Talk of a "hot seat" for the Bulldog coach has been bandied about quite often since Georgia's 6-7 campaign of 2010, a seat that in the eyes of many is now a tad warmer following the loss to Boise State.

During Tuesday's weekly press conference, Richt was asked if Saturday's contest against South Carolina was a pivotal game as it related to his future as the Bulldog head coach.

"I view it as a very important game," Richt said, smiling, declining to address the notion further.
Later, another reporter went more to the point, asking Richt if Saturday was a "must win" type of situation.

Richt kept his cool, but it was obvious he was not pleased with hearing the question again.

"I believe I just answered that - it's a very important game," Richt said. "Want to ask me again? I'll tell you the same thing."

Quarterback Aaron Murray sidestepped the same question when it was posed to him during his session with reporters.

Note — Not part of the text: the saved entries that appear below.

PR #556, opened 2023-04-03
build: for linux/arm64 platform

ab77:
Hi folks, hopefully it's as simple as that...

### DIFF
--- a/godel/config/dist-plugin.yml
+++ b/godel/config/dist-plugin.yml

"We're not trying to worry about that. We're just taking it one game at a time and we know it's a big game just because of ourselves. To get back on a roll, get back in the right direction, we need a win under our belt and a big one against a great SEC opponent." "It's a huge game," he said. "You don't want to start out 0-2 and you don't want to start out 0-1 in SEC play, especially against a team like South Carolina who is predicted by most to win the East."

Tight end Orson Charles said he feels a win over the Gamecocks would cure a lot of ills.

"You want to win; you win and you feel good," he said. "Right now, I'm kind of pissed off, but I really do think if we can come away with a win, everyone will have a big smile on their face."

As far as playing for Richt, Charles said he's playing for a higher authority.

"I'm playing for God. God is the No. 1 person I'm playing for. I'm playing for the seniors, my teammates and of course the coaches," Charles said. "I really hate hearing about that (Richt), but we've just got to go out there and win."

White said the team wouldn't be doing itself any favors if "playing for Coach's job" suddenly became the program's rallying cry.

"If you start worrying, 'Oh, is Coach going to lose his job, this, that and the other, what's everybody going to say after the game and is this going to start a slide," he said. "If you worry about stuff like that, you're going to lose your focus and we need to be completely focused, because we have a great team coming in to play us."